The artifacts I'm talking about are different: I have a small, but identical pattern of white pixels on both sides, which are visible all the time. I think the panel was damaged.
The guy that sold me this device upgraded to DK2 and he is also quite unhappy with it, because his unit suffers from screen door effect, even though it has that fancy Samsung screen (I tried it out and except better resolution there is no significant improvement: tried all lens sets).

Last year I've tried a few demos without IR LEDs - tracking was done by optical tracking of your head and eyes position. It looks cool when you move, but lacks depth when you sit still...

I have a Wiimote from the olden days, but it refuses to connect to my PC (software implementation conflict with my CSR bluetooth dongle). Would've been nice to use it as VR game controller.

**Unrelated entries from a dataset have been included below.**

PR #851, opened 2019-08-21
Add junit support for non-e2e tests/multi-suite

### LINKED ISSUE #849: Valid junit fails to be parsed correctly
Plugin wrote results file with contents like:
```
<?xml version='1.0'?>
<testsuites>
  <testsuite name='...' tests='124' failed='37' failures='37'>
    <testcase name='...'>
```
But this failed to be parsed as valid junit:
```
- name: output.xml
  status: unknown
  meta:
    error: expected element type <testsuite> but have <testsuites>
    file: results/global/tmp/results/output.xml
```

Should have handled this just fine; my guess is that our junit has just been overfitted to the e2e results which is a single testsuite. Our junit parsing should probably add an extra level of depth so that each testsuite is its own branch on the tree.

**Environment:**

- Sonobuoy version: v0.15.2

johnSchnake:
The e2e tests report via junit but with the top-level item
in the xml being a `<testsuite>`. Other implementations seem
to default to allowing multiple testsuites and so they have a
higher level `testsuites` object.

This PR enables a new post-processing path and makes the older
junit parsing only apply to the result-type `e2e`. The new,
`junit` result-type will use this more generalized logic.

Fixes #849

TBD; need to discuss this because the above commit message isn't accurate, nor is the issue I originally filed. I thought we were setting the result format for `e2e` but we were not; we were using `junit`. So this change makes older `sonobuoy gen` output no longer get post-processed correctly.

That is a brand new feature so maybe not a huge deal, but we should consider not changing that.
Instead of `junit` being the 'new' format, maybe we continue to let `junit` be the e2e-junit/single-suite and we introduce a new `junit-suites` or something similar for the new format.

**Release note**:
```
JUnit output which containts a `testsuites` object consisting of multiple test suites can now be post-processed by setting the result-format to `TBD`
```


johnSchnake:
After discussion on this we decided that the preferred route would be to try and make the `junit` result-format be compatible with both.

There will be a bit more work to accomplish this but we want to try and avoid having N different flavors of junit. Instead, it would be preferable to have logic that will figure them all out and report on them as needed.

pkg/client/e2e.go
```diff
@@ -27,16 +27,15 @@ import (
 
 	"github.com/heptio/sonobuoy/pkg/client/results"
 	"github.com/heptio/sonobuoy/pkg/client/results/e2e"
-	"github.com/onsi/ginkgo/reporters"
```
johnSchnake: Now use our own type which is an amalgamation of the ginkgo/reporters and the jstemmer types. Paired with a custom unmarshaller, this allows us to handle both cases with a single type.

pkg/client/e2e.go
```diff
@@ -46,7 +45,7 @@ func (*SonobuoyClient) GetTests(reader io.Reader, show string) ([]reporters.JUni
 			}
 			// TODO(chuckha) consider reusing this function for any generic e2e-esque plugin results.
 			// TODO(chuckha) consider using path.Join()
-			if path == e2eJunitPath || path == legacye2eJunitPath {
+			if path == e2eJUnitPath || path == legacye2eJUnitPath {
```
johnSchnake: Updated a bunch of little lines for consistent naming: `JUnit` preferred over `Junit`

pkg/client/e2e.go
```diff
@@ -57,35 +56,35 @@ func (*SonobuoyClient) GetTests(reader io.Reader, show string) ([]reporters.JUni
...
 	if !found {
-		return nil, fmt.Errorf("failed to find results file %q in archive", e2eJunitPath)
+		return nil, fmt.Errorf("failed to find results file %q in archive", e2eJUnitPath)
 	}
 
-	out := make([]reporters.JUnitTestCase, 0)
+	out := make([]results.JUnitTestCase, 0)
 	if show == "passed" || show == "all" {
-		out = append(out, results.Filter(results.Passed, junitResults)...)
+		out = append(out, results.JUnitFilter(results.JUnitPassed, junitResults)...)
```
johnSchnake: Although not strictly requiring this prefix now that there isnt a `junit` and a `e2e` filter/passed/etc, it makes sense to me to leave a prefix since this _is_ type specific.

As we add other formats we will probably need similar named things. At that point we may also want to consider some interface to do this instead though.

pkg/client/gen.go
```diff
@@ -294,7 +294,7 @@ func e2eManifest(cfg *GenConfig) *manifest.Manifest {
 			PluginName:   "e2e",
 			Driver:       "Job",
 			ResultType:   "e2e",
-			ResultFormat: "junit",
+			ResultFormat: "e2e",
```
johnSchnake: This should go back to junit, but it really doesnt matter: they get processed on the same path.

pkg/client/results/junit.go
```diff
@@ -18,25 +18,104 @@ package results
...
-// Filter keeps only the tests that match the predicate function.
-func Filter(predicate func(testCase reporters.JUnitTestCase) bool, testSuite reporters.JUnitTestSuite) []reporters.JUnitTestCase {
-	out := make([]reporters.JUnitTestCase, 0)
+// junitResult is a wrapper around the suite[s] which enable results to
+// be either a single suite or a collection of suites. For instance,
+// e2e tests (which use the onsi/ginkgo reporter) report a single, top-level
+// testsuite whereas other tools report a top-level testsuites object
+// which may have 1+ testsuite children. Only one of the fields should be
+// set, not both.
+type junitResult struct {
```
johnSchnake: This type is "where the magic happens" since it has a custom unmarshal method which will handle either case based on the top level object.

pkg/client/results/junit.go
```diff
@@ -18,25 +18,104 @@ package results
...
+	suites JUnitTestSuites
+}
+
+// UnmarshalXML will unmarshal the document into either the 'Suites'
```
johnSchnake: Needs updated; in another implementation I had `Suites` and `Suite` and only one would get set. Instead, now there is just suites and we will just add the lone suite to the list if that is what we are given.

pkg/client/results/junit.go
```diff
@@ -18,25 +18,104 @@ package results
...
-func Filter(predicate func(testCase reporters.JUnitTestCase) bool, testSuite reporters.JUnitTestSuite) []reporters.JUnitTestCase {
-	out := make([]reporters.JUnitTestCase, 0)
+// junitResult is a wrapper around the suite[s] which enable results to
+// be either a single suite or a collection of suites. For instance,
+// e2e tests (which use the onsi/ginkgo reporter) report a single, top-level
+// testsuite whereas other tools report a top-level testsuites object
+// which may have 1+ testsuite children. Only one of the fields should be
+// set, not both.
+type junitResult struct {
+	suites JUnitTestSuites
```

I wanna try and make my own wireless head tracker, similar to Oculus tracker v2 in DK1. Already got a 9-axis gyro/accelerometer/magnetometer and some other parts to make a prototype. 
Would be cool to have a small device, which you can clip to your headphones and not worry about IR cameras, LEDs and other stuff.



OneMoar said:


> I could't live with a device that had a screendoor effect or any other visual defect
> thats oculus being lazy right there
> after seeing the tear down of this one I am convinced that oculus is cheap garbage with a bloated price point
> why they refuse to put a panel in with higher PPI/pixel density is beyond understanding
> they make faster,better looking panels then what they currently use which is el-cheapo 3d tier--chinese manufactured crapola



Can't deny that DK1 is cheap. I believe at today's prices you can make your own DK1 analog or better from aftermarket parts under $100. LCD screen is quite bad even for its price category, and even though it is made in China, I don't think it's even genuine Innolux (model number matches chimei innolux, but has a TS prefix, which is TaiShan).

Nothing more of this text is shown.